Wonnil Boojar sits on a slightly raised platform, with furniture placed at varying heights for the diverse ways people use and interact with public spaces. The sculptural pavilion’s ‘petals’ – taking cues from the endemic tea tree plants and peppermint willow (wonnil) – are topped with a roof garden planted with native vegetation to attract birds and give back to Country.

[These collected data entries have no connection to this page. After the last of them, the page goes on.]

Issue #8357, opened 2024-06-06
Startup error: No enum constant tech.pegasys.teku.storage.server.StateStorageMode


lucassaldanha:
### Description

From Discord:

> I just had a power failure, and my there is some problem getting up and running again. I get this message "main | FATAL | BeaconNodeCommand | No enum constant tech.pegasys.teku.storage.server.StateStorageMode."

This isn't the first time I have seen this issue happening. For some reason, the file `<data_folder>/beacon/data-storage-mode.txt` gets corrupted or something and causes this issue.

Need to investigate under what circumstances this happens and how we can better handle it.

[Detailed description of the problem and the impact it has]

### Steps to Reproduce (Bug)
Modify an existing `data-storage-mode.txt` file in the beacon data directory with an invalid value, or empty. Then start teku.

**Expected behavior:**
Service should be able to start with no issues. Or should warn the user when something is wrong (and how to fix it).

1. If user set a storage option, we ALWAYS stick to that option. That option must override whatever is on `data-storage-mode.txt`. We also log a message to let the user know.
2. If user does not set a storage option, and we have a valid `data-storage-mode.txt` file, we use the value on the file to configure the database;
3. If user does not set the storage option, and we have a invalid `data-storage-mode.txt` file, we should warn the user and halt execution. In this case, we don't have a reliable way of deciding what mode makes sense. So we are going to stop and print an error message letting the user know that something is wrong, and that they should restart the node using the option `--data-storage-mode` to override the existing cached config. In the end, `data-storage-mode.txt` will be updated with the mode selected by the user using the option `--data-storage-mode`.

**Actual behavior:**
Node does not start and gives the error: `main | FATAL | BeaconNodeCommand | No enum constant tech.pegasys.teku.storage.server.StateStorageMode.`

**Frequency:**
Once the conditions to trigger this problem appear, they happen consistently, until some manual intervention happens (e.g. deleting the `data-storage-mode.txt` file so it gets recreated.

### Versions (Add all that apply)
TODO
* Software version: [`teku --version` or look for log lines starting with `Teku version:`]
* Java version: [`java -version`]
* OS Name & Version: [`cat /etc/*release`]
* Docker Version: [`docker version`]
* Cloud VM, type, size: [Amazon Web Services I3-large]

haavardf:
... 14 more
[...]

PR #8363, opened 2024-06-10
Using atomic file writer to update data-storage-mode.txt

lucassaldanha:
This is related to #8357 and should prevent instances when we end up with the `data-storage-mode.txt` file empty (and invalid).


rolfyone (approved):
LGTM, possibly worth a changelog entry

PR #8364, opened 2024-06-10
Prefer non optimistic BN failover

### LINKED ISSUE #6847: BNs failover mechanism improvement
In some cases, the request keep being sent to an optimistic node even though there could be a non optimistic and synced one (See point 1). That could lead to failed attestations production first before falling back to a non optimistic node if present. In the next call, the same behaviour will be observed (even though we could already have concluded from the first attempt that there is a "better" alternative).
In this case there is not enough logs to investigate this behaviour too (See point 2). The errors are reported as metrics without printing any logs.

The following improvements could be implemented:

1. Prefer non optimistic nodes: The readiness check could prioritise non optimistic nodes over optimistic ones. The order of preference would be: non optimistic and in sync -> optimistic and in sync -> not in sync
2. Add some logs when the requests fail: When the requests fail, the exceptions are captured but never logged. They are reported as metrics only.

mehdi-aouadi:
## PR Description
Prefer non optimistic over optimistic BN failovers:
- Differentiate optimistic and non optimistic failovers (not only ready/not ready)
- Added a weight logic to the readiness status
- Order the failovers based on their weight `READY > READY_OPTIMISTIC > NOT_READY`:
READY : In sync and non optimistic
READY_OPTIMISTIC : In sync and optimistic 
NOT_READY: Not in sync

## Fixed Issue(s)

fixes #6847 
## Documentation

## Changelog

### DIFF
--- a/validator/remote/src/main/java/tech/pegasys/teku/validator/remote/BeaconNodeReadinessManager.java
+++ b/validator/remote/src/main/java/tech/pegasys/teku/validator/remote/BeaconNodeReadinessManager.java
@@ -73,8 +73,8 @@ public class BeaconNodeReadinessManager extends Service implements ValidatorTimi
     return readinessStatus.isReady();
   }
 
-  public ReadinessStatus getReadinessStatus(final RemoteValidatorApiChannel beaconNodeApi) {
-    return readinessStatusCache.getOrDefault(beaconNodeApi, ReadinessStatus.READY);
+  public int getReadinessStatus(final RemoteValidatorApiChannel beaconNodeApi) {
+    return readinessStatusCache.getOrDefault(beaconNodeApi, ReadinessStatus.READY).weight;
   }
 
   public Iterator<? extends RemoteValidatorApiChannel> getFailoversInOrderOfReadiness() {
@@ -161,7 +161,7 @@ public class BeaconNodeReadinessManager extends Service implements ValidatorTimi
                 LOG.debug(
                     "{} is ready to accept requests: {}", beaconNodeApiEndpoint, syncingStatus);
                 return syncingStatus.getIsOptimistic().orElse(false)
-                    ? ReadinessStatus.OPTIMISTIC
+                    ? ReadinessStatus.READY_OPTIMISTIC
                     : ReadinessStatus.READY;
               }
               LOG.debug(
@@ -180,7 +180,7 @@ public class BeaconNodeReadinessManager extends Service implements ValidatorTimi
         .thenAccept(
             readinessStatus -> {
               readinessStatusCache.put(beaconNodeApi, readinessStatus);
-              if (readinessStatus.weight > 0) {
+              if (readinessStatus.isReady()) {
                 processReadyResult(isPrimaryNode);
               } else {
                 processNotReadyResult(beaconNodeApi, isPrimaryNode);
@@ -212,17 +212,13 @@ public class BeaconNodeReadinessManager extends Service implements ValidatorTimi
 
   public enum ReadinessStatus {
     NOT_READY(0),
-    OPTIMISTIC(1),
+    READY_OPTIMISTIC(1),
     READY(2);
 
     private final int weight;
 
     ReadinessStatus(final int weight) {
       this.weight = weight;
-    }
-
-    int getWeight() {
-      return this.weight;
     }
 
     boolean isReady() {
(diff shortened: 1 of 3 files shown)


validator/remote/src/main/java/tech/pegasys/teku/validator/remote/BeaconNodeReadinessManager.java
```diff
@@ -201,4 +209,24 @@ private void processNotReadyResult(
       beaconNodeReadinessChannel.onFailoverNodeNotReady(beaconNodeApi);
     }
   }
+
+  public enum ReadinessStatus {
+    NOT_READY(0),
+    OPTIMISTIC(1),
```
StefanBratanov: I would rename to `READY_OPTIMISTIC` for more clarity

validator/remote/src/main/java/tech/pegasys/teku/validator/remote/BeaconNodeReadinessManager.java
```diff
@@ -167,12 +175,12 @@ private SafeFuture<Void> performReadinessCheck(
...
-              return false;
+              return ReadinessStatus.NOT_READY;
             })
         .thenAccept(
-            isReady -> {
-              readinessStatusCache.put(beaconNodeApi, isReady);
-              if (isReady) {
+            readinessStatus -> {
+              readinessStatusCache.put(beaconNodeApi, readinessStatus);
+              if (readinessStatus.weight > 0) {
```
StefanBratanov: Can use the `isReady()` method I guess

validator/remote/src/main/java/tech/pegasys/teku/validator/remote/BeaconNodeReadinessManager.java
```diff
@@ -201,4 +209,24 @@ private void processNotReadyResult(
...
+    OPTIMISTIC(1),
+    READY(2);
+
+    private final int weight;
+
+    ReadinessStatus(final int weight) {
+      this.weight = weight;
+    }
+
+    int getWeight() {
```
StefanBratanov: No need of getWeight actually since can directly access `.weight` on inner classes

validator/remote/src/main/java/tech/pegasys/teku/validator/remote/eventsource/EventSourceBeaconChainEventAdapter.java
```diff
@@ -188,7 +189,7 @@ private boolean findReadyFailoverAndSwitch() {
         failoverBeaconNodeApis.stream()
             .filter(beaconNodeReadinessManager::isReady)
             .filter(failover -> !currentEventStreamHasSameEndpoint(failover))
-            .findFirst();
+            .max(Comparator.comparing(beaconNodeReadinessManager::getReadinessStatus));
```
StefanBratanov: We are comparing the ordinal of the ReadinessStatus enum but shouldn't we consider the `weight`? It's technically the same thing, so can either use one or the other in my opinion. If we use the ordinal, the `isReady()` check can become simply `!= NOT_READY` and get rid of the weight

StefanBratanov (approved):
Couple of comments, otherwise LGTM

validator/remote/src/main/java/tech/pegasys/teku/validator/remote/eventsource/EventSourceBeaconChainEventAdapter.java
mehdi-aouadi: Good point, however I'd rather use the `weight` to make the concept clear and avoid any confusion when maintaining it in the future... Not a fan of using enum ordinals since they're made for sophisticated data structures

validator/remote/src/main/java/tech/pegasys/teku/validator/remote/BeaconNodeReadinessManager.java
mehdi-aouadi: Done

validator/remote/src/main/java/tech/pegasys/teku/validator/remote/BeaconNodeReadinessManager.java
mehdi-aouadi: Removed it

validator/remote/src/main/java/tech/pegasys/teku/validator/remote/eventsource/EventSourceBeaconChainEventAdapter.java
StefanBratanov: Yeah I agree. The change looks good now. I would just rename `getReadinessStatus` to `getReadinessStatusWeight`

mehdi-aouadi: Done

Voids allow natural light, while the position opens up unique city and river views.  

The intensive program introduced students to elements of the design process they hadn’t necessarily considered or experienced in their course work. 

“Hearing all the lectures from different perspectives and industries right on day one was quite helpful in considering all aspects of design before we started conceptualising,” the group stated in their feedback. 

Group 3: Wonnil Boojar, inspired by gathering

Bylia Derbal, following the seasons

Supported by Architectus and Curtin University mentors, Erika Amidati produced the concept of Bylia Derbal, self-supporting structures based on the Whadjuk Noongar process of migrating with the seasons. 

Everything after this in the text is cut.